PR #1182, opened 2022-03-08
Fix bug in cdrstream extract key skip union

dpotman:
In `dds_stream_extract_key_from_data_skip_union` the wrong `ops` pointer was passed to the `skip_subtype` function, which causes the key extraction to fail in case of a non-key union member with a selected case that has an enum type with size > 8 bits.


eboasson (approved):
Thanks @dpotman !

○ ○ ○ ○ ○ ○ ○

EXERCISE
Return every entry exactly.

EXPECTED ANSWER
PR #1182, opened 2022-03-08
Fix bug in cdrstream extract key skip union

dpotman:
In `dds_stream_extract_key_from_data_skip_union` the wrong `ops` pointer was passed to the `skip_subtype` function, which causes the key extraction to fail in case of a non-key union member with a selected case that has an enum type with size > 8 bits.


eboasson (approved):
Thanks @dpotman !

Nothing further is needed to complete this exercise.